(Given data begins)

PR #97, opened 2019-09-19
Fix SSR issues #94 & #95 & (somewhat incidentally) bug #91

### LINKED ISSUE #94: [SSR] getDataFromTree ignores (doesn't wait for) queries triggered after loading first queries
Sometimes we have a component that makes a query then renders some component(s) that makes more queries.

Currently `getDataFromTree` does not fulfill those queries that are made after the first query(s) are done. The page is server-rendered while all queries beyond the first "layer" are still not loaded. The second layer of queries is actually triggered [server-side] by the second and final rendering of the react element tree, but the results come after the page has been sent.

You can see this issue in action in my branch for #93 . When page opens in browser, the list(s) are populated, but the "Assignee" for each list item is still "Loading...".

This is a problem when you want to take advantage of SSR while taking the approach of using components (or groups of components) that declare their own data dependencies (e.g. PR #93) rather than the approach of depending on data that was fetched in one monolithic (i.e. for every element on the page) request by code somewhere up the hierarchy of react elements. In this [first, components-requesting-their-own-data] case you would typically have multiple "layers" of queries to make. (Hopefully at some point we will be able to opt-in to batching queries together in each layer (#4), or at least have them deduplicated automatically, which seems straightforward & uncontroversial enough.)

This is something that works in apollo, as you can see from inspecting [it's `getDataFromTree` implementation](https://github.com/apollographql/react-apollo/blob/10de04b246f0404df7fb0416050530b1ef81c5eb/packages/ssr/src/getDataFromTree.ts#L24-L55): `process()` (which includes rendering tree) calls itself recursively while `hasPromises()`.

So in a similar fashion, we should in [our `getDataFromTree` implementation](https://github.com/mobxjs/mst-gql/blob/2808d6ea12f14f7fd2eab87ca2559f3519af82ce/src/react.tsx#L21-L31) probably be, after awaiting promises, re-rendering and checking for more promises. Something like:
```ts
export async function getDataFromTree<STORE extends typeof MSTGQLStore.Type>(
  tree: React.ReactElement<any>,
  client: STORE,
  renderFunction: (
    tree: React.ReactElement<any>
  ) => string = require("react-dom/server").renderToStaticMarkup
): Promise<string> {
  while (true) {
    const html = renderFunction(tree)
    if (client.__promises.size === 0) {
      return html
    }
    await Promise.all(client.__promises)
  }
}
```

But if you are using the default fetchPolicy "cache-and-network" for your queries, that will cause an infinite loop, since each rendering will cause a network request for **every** query, including ones that have already been requested and cached.

Apollo deals with this (as well as the next issue I am about to document) by, depending on `ssrMode` & `ssrForceFetchDelay` options, forcing fetchPolicy to "cache-only" for queries with one of the fetch policies that always uses network.

The semantics of those options are that `ssrMode: true` disables network fetch policies for good, while using `ssrForceFetchDelay: 100` will disable them for 100ms and then start allowing them. I think we could simplify this: 

I propose that when the existing `ssr` [client constructor] option is `true`, we disable network fetch policies (by forcing the policy to "cache-first" as needed) only during server-side rendering and initial client-side re-rendering, and, without needing to opt-in via a `ssrForceFetchDelay`, after that allow use of whatever fetch policy developer wants. 

@mattiasewers @chrisdrackett What do you think? Happy to put in a PR for this!

### LINKED ISSUE #95: [SSR] Queries made on server are repeated on client when page loads
This issue assumes queries use the fetchPolicy of "cache-and-network" (default) or "network-only" . It's not an issue if using "cache-first" or "cache-only". And SSR won't work at all if using "no-cache".

You can see this issue in action in `examples/5-nextjs` (if you work around some minor issues starting it), or in my branch that works on it (#93):

1. server-rendered page loads, showing full set of `todos` and no "loading" indicator
2. once page re-renders (milliseconds later), all the queries for the page are fired again and "loading" indicator is shown
3. once query results are received, "loading" indicator is hidden and (probably) the same data is shown.

This seems inefficient and needless, since the requests that are being repeated were originally made only milliseconds before (not considered stale). Besides performance & bandwidth concerns, it also isn't good that (in repeating the query) it puts the query into the `loading` state again, which might be reflected in our UI.

This can be solved with what I proposed in #94:
> I propose that when the existing `ssr` [client constructor] option is `true`, we disable network fetch policies (by forcing the policy to "cache-first" as needed) only during server-side rendering and initial client-side re-rendering, and, without needing to opt-in via a `ssrForceFetchDelay`, after that allow use of whatever fetch policy developer wants. 

When I say "network fetch policies" I am referring to (as per the context, 2 paragraphs above) "fetch policies that always uses network.". To solve this issue, those need to be disabled during client-side re-rendering. (To solve #94, they also need to be disabled during server-side rendering)

zenflow:
I started working on fixing #94 with my proposed solution (force fetchPolicy to 'cache-first' when on server or first render on client, and render+wait repeatedly in getDataFromTree) but found that getDataFromTree was still entering an infinite loop, since `store.query()` still pushes a promise (to store.__promises) when it's a cache hit (i.e. just getting the results from the cache, synchronously).

So it was necessary to rework the control-flow of the `Query` class, so that we only `store.pushPromise()` when there is some actual async work to do, and otherwise just set the results (`data` or `error`) and the `promise` (which is already settled). The current code in master follows a shared path of execution once it has data, regardless of whether it is from the cache or from a fresh response (and with no use of a param/flag to indicate which). That is also the cause #91. I separated out two execution paths `fetchResults` & `useCachedResults`, and simplified the async control-flow (I have never found it helpful to pass around a promise's `resolve` & `reject` handlers. There is a reason they are only meant to be called inside the promises callback, as in `new Promise(callback)`). Instead of repeating the problematic code in the new `useCachedResults` path, there I put the `data` through a new `store.deflate` method (removes data properties from objects of known types) before putting it through `store.merge` (only if query is not "raw"). This is all done in 00a8366.

I didn't make the 2nd step (see #91) of removing the (above mentioned) data properties of known types from the `__queryCache` (which would be awesome) because the `query` method can be called with the `raw` option, and that will need the full, inflated (un-`deflate`d) data to be in the cache. To deal with that I propose a new option for the `RootStore` constructor: `cacheMode: "raw" | "normalized"` to indicate how you want your data cached. With 'raw' things behave exactly as they do already. With 'normalized', the data is put through `store.deflate()` before saving to __queryCache. The data no longer needs to be `deflate`d just before `merge`ing. If query is called with `raw: true`, the data should be put through a new `store.inflate()` method before being returned, which will add the data props back to objects of known types. This way we can save many bytes in __queryCache (for SSR or serializing/deserializing for localStorage) while keeping first-class support for "raw" queries. 

@chrisdrackett @mattiasewers What do you think of my proposed `cacheMode: "raw" | "normalized"` option? We could default it to "raw" for now, since that is the current behavior, and in the version 1 release switch it to "normalized" since that is (I imagine) what people would want in most cases for performance.

The other commits in this PR are pretty straight-forward I think. 
- 2a8950f Fix SSR, closes #94, closes #95 
- c726b82 Add `noSsr: boolean` query option to skip fetching query on server side
- bf4e35a [5-nextjs] Demo (1) layered SSR queries. (2) noSsr query option

### DIFF
--- a/src/Query.ts
+++ b/src/Query.ts
@@ -107,30 +107,29 @@ export class Query<T = unknown> implements PromiseLike<T> {
     this.loading = true
     this.promise = this.store
       .rawRequest(this.query, this.variables)
-      .then(
-        action((data: any) => {
-          // cache query and response
-          if (this.fetchPolicy !== "no-cache") {
-            this.store.__cacheResponse(this.cacheKey, data)
-          }
-          this.data = this.options.raw ? data : this.store.merge(data)
-          this.loading = false
-          return this.data!
-        })
-      )
-      .catch(
-        action(error => {
-          this.error = error
-          this.loading = false
-          return Promise.reject(error)
-        })
-      )
+      .then((data: any) => {
+        // cache query and response
+        if (this.fetchPolicy !== "no-cache") {
+          this.store.__cacheResponse(this.cacheKey, data)
+        }
+        return this.options.raw ? data : this.store.merge(data)
+      })
     if (this.store.ssr) {
       this.promise = this.promise.finally(() => {
         this.store.unpushPromise(this.promise)
       })
       this.store.pushPromise(this.promise)
     }
+    this.promise.then(
+      action((data: any) => {
+        this.loading = false
+        this.data = data
+      }),
+      action(error => {
+        this.loading = false
+        this.error = error
+      })
+    )
   }
 
   private useCachedResults() {
--- a/src/Query.ts
+++ b/src/Query.ts
@@ -23,6 +23,8 @@ export interface QueryOptions {
   fetchPolicy?: FetchPolicy
 }
 
+const isServer: boolean = typeof window === "undefined"
+
 export class Query<T = unknown> implements PromiseLike<T> {
   @observable loading = false
   @observable.ref data: T | undefined = undefined
@@ -41,7 +43,12 @@ export class Query<T = unknown> implements PromiseLike<T> {
   ) {
     this.query = typeof query === "string" ? query : print(query)
     // possible optimization: merge double in-flight requests
-    this.fetchPolicy = options.fetchPolicy || "cache-and-network"
+    let fetchPolicy = options.fetchPolicy || "cache-and-network"
+    const isSsrConditions = this.store.ssr && (isServer || !store.__afterInit)
+    if (isSsrConditions) {
+      fetchPolicy = "cache-first"
+    }
+    this.fetchPolicy = fetchPolicy
     this.cacheKey = this.query + stringify(variables)
     const inCache = this.store.__queryCache.has(this.cacheKey)
     switch (this.fetchPolicy) {
--- a/src/Query.ts
+++ b/src/Query.ts
@@ -3,7 +3,7 @@ import stringify from "fast-json-stable-stringify"
 import { DocumentNode, print } from "graphql"
 
 import { StoreType } from "./MSTGQLStore"
-import { observable, action } from "mobx"
+import { action, observable } from "mobx"
 
 export type CaseHandlers<T, R> = {
   loading(): R
@@ -32,8 +32,6 @@ export class Query<T = unknown> implements PromiseLike<T> {
   public promise!: Promise<T>
   private fetchPolicy: FetchPolicy
   private cacheKey: string
-  private onResolve!: (data: T) => void
-  private onReject!: (error: any) => void
 
   constructor(
     public store: StoreType,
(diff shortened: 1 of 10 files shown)


zenflow:
Btw, I believe this PR is ready for review and merging. This fixes the essential problem of #91 & two other issues and we can add the new `cacheMode` option in a follow-up PR.

src/Query.ts
```diff
@@ -21,8 +21,11 @@ export type FetchPolicy =
 export interface QueryOptions {
   raw?: boolean // If set, the response data is returned verbatim, rather than parsing them into the relevant MST models
   fetchPolicy?: FetchPolicy
+  noSsr?: boolean
 }
 
+const isServer: boolean = typeof window === "undefined"
```
chrisdrackett: Might this come back as true for `react-native`?

zenflow: I'm not sure, but there's a good chance yes. But why would you use `ssr: true` for a react-native app? I believe with a react-native app you would have no place to use (and no use for) SSR.

Out of curiosity I spent a bit of time researching the correct way to define this, but couldn't find out anything certain of whether it would work with react-native. But I think it should not matter here.

chrisdrackett: true! I made this comment before reading the below, so I think we're good :)

zenflow: Another option is `const isServer = !process.browser` (and is the way I like to do it, and I even use it inline) but that depends on using a module bundler that [shims the global `process` object](https://www.npmjs.com/package/process) (webpack & browserify do it by default) and also I got a [type error when trying to use it in typescript](https://github.com/zeit/next.js/issues/2177)

chrisdrackett:
@zenflow this looks good for me and appears to work in the examples, so that's good!

That being said, some things are a bit out of my wheelhouse. I'm wondering if someone else can review this as well before we merge. @elie222? @mattiasewers?

as for the `cacheMode` are their downsides (other than doing more testing) to just defaulting to `normalized` vs. adding an option? Is it that we need to add a `inflate` functionality first?

zenflow:
> as for the cacheMode are their downsides (other than doing more testing) to just defaulting to normalized vs. adding an option?

The downside of normalizing by default is making "raw" queries just a tiny bit not as nice:
- Extra work first normalizing & converting it to MST objects, then de-normalizing & converting to plain js objects. Could be noticeable for large sets of data.
- Possibly receiving extra data props that weren't requested. Good & fine when we are working with our model instances, but seems unexpected & maybe undesired when working with `raw` requests.

I don't actually have much of a use for "raw" queries **or** a "raw" cache mode right now, but I think we should fully preserve it since I could see it being useful in some situations, maybe debugging, to completely circumvent all the crazy things we're doing in our models.

zenflow:
> I don't actually have much of a use for "raw" queries or a "raw" cache mode right now, but I think we should fully preserve it since I could see it being useful in some situations, maybe debugging, to completely circumvent all the crazy things we're doing in our models.

Actually, I can't really imagine any uses for "fully raw" queries at all.. even for debugging because I can see the network response in chrome devtools.. and obviously even that would not have been enough to make the optimization.

When someone passes `raw: true` for a query, they just want to get back js objects instead of model instances, for whatever reason. It's really pretty simple. The data can come from the same place as with non-raw queries.

zenflow:
@chrisdrackett I must agree now that there's no need for adding an option, and we can just always keep a normalized cache. 

I can add the `inflate` functionality easily (following the pattern of `merge` & `deflate`), and make the changes to keep cache normalized. 

I will do that soon and commit it in this PR if it hasn't already been reviewed & merged. See https://github.com/mobxjs/mst-gql/pull/97#issuecomment-533235623

zenflow:
Made one major fixup: bc7da9b Fixup 00a836, in deflate(), only remove props of *root* type objects. If we removed props of objects of types that are known but not root (as my code was doing before), then we would never get them back (in most cases, i.e. unless you've saved the instance in the store yourself) because `merge()` only adds instances of root types to the store.

zenflow:
00a836 is a mistake. It should be 00a8366.

mattiasewers:
@zenflow Good job! I've gone through everything and nothing seems to break tests, types or examples.

@chrisdrackett This can be merged whenever you see fit

zenflow:
@chrisdrackett do you think this could be merged? (I don't care when it's released) I prefer to do the normalizing __queryCache bit in a follow-up PR if that's ok. Also I think it still needs a bit of discussion first, see issue #99 which I just opened to carry on the discussion.

chrisdrackett:
Yeah, lets get it merged and I'll work on getting a release cut later this week!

(Given data ends)

- [What is being asked]: In how many lines of the records does the word "than" occur? Reply with the number only.

- [Answer for the task]: 4